Monday, March 10, 2008
Probably the closest I've come to being cut open with a surgeon's knife is when I worked in the meat department of Pence's IGA in Ottawa, Kansas, during college at Ottawa University. It was my first job in the meat business, foreshadowing a career that led me to the National Cattlemen's Beef Association. My job was to come in every afternoon and clean up the "cutting room" after the meat cutters had gone home. After washing all the knives and cutting boards in big sinks filled with a mixture of bleach and water, I would lay them out to dry.
On this particular day one of the knives (the largest one, of course) slipped from my hand and dropped straight down (point down, of course) slicing through the top of my boot, top of my foot, bottom of my foot, and bottom of my boot before hitting the concrete floor (at least it was sterile!).
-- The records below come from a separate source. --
PR #736, opened 2024-10-02
feat: add missing quantity tag on stock move line

vhu-axelor:
RM#80182

### DIFF
--- a/packages/apps/stock/src/components/organisms/StockMoveHeader/StockMoveHeader.tsx
+++ b/packages/apps/stock/src/components/organisms/StockMoveHeader/StockMoveHeader.tsx
@@ -58,7 +58,6 @@ const StockMoveHeader = ({
   const [checkQtyObject, setCheckQtyObject] = useState(null);
 
   useEffect(() => {
-    console.log(stockMoveLineId);
     if (stockMoveLineId) {
       checkQuantityApi({stockMoveLineId})
         .then(response => {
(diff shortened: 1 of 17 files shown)


packages/apps/stock/src/components/templates/customerDelivery/CustomerDeliveryLineCard/CustomerDeliveryLineCard.tsx
```diff
@@ -75,15 +79,25 @@ const CustomerDeliveryLineCard = ({
...
 
+  useEffect(() => {
+    checkQuantityApi({stockMoveLineId})
+      .then(response => {
+        if (response?.data?.object) {
+          setCheckQtyObject(response?.data?.object);
+        }
+      })
+      .catch(() => setCheckQtyObject(null));
+  }, [stockMoveLineId]);
```
lme-axelor, line 94: Can we imagine to create a hook to manage the process, as it is the same thing on multiple screen/components

packages/apps/stock/src/components/organisms/StockMoveHeader/StockMoveHeader.tsx
```diff
@@ -65,43 +89,43 @@ const StockMoveHeader = ({
...
+            />
+          )}
           <Badge
             color={getItemColor(StockMove?.availableStatusSelect, availability)}
-            title={getItemTitle(StockMove?.availableStatusSelect, availability)}
+            title={
+              checkQtyObject?.availability ??
+              getItemTitle(StockMove?.availableStatusSelect, availability)
+            }
           />
```
lme-axelor, line 110: This need to be hidden when availableStatusSelect is null or 0 (example on Supplier arrival)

After pulling off my boot I learned what they mean when they say, "bleeding like a stuck pig."
Blood was spurting with every beat of my heart as I hobbled to the house phone, picked it up and announced to the entire store that I needed immediate help in the meat department. If I'd been thinking, I would have said, "Clean up on aisle 911," or something clever like that. But it worked nonetheless and it seemed like everyone working in the store came to my aid (something in my voice must have communicated the urgency!).
After being wheeled out of the store on a produce cart holding my foot as high above my heart as possible, I was transported to Ransom Memorial Hospital (affectionately known to students as "Rancid Memorial") where I received stitches in the top -- and bottom -- of my left foot. Somehow the knife had managed to slice cleanly through my foot without hitting either bone or tendon. I was lucky.
But I digress...
I had a pre-op appointment with Dr. Craig Loucks at Peak Orthopedics this afternoon. He went over plans for the surgery, which include cutting me open (we've been over that), putting the pieces of my collarbone back in place with a titanium plate and pins, and filling in the fracture with Bone Morphogenic Protein (BMP) to stimulate the formation of new bone at the site of the fracture. As Dr. Loucks described it, BMP is like silly putty with bone cells in it. Pretty cool stuff.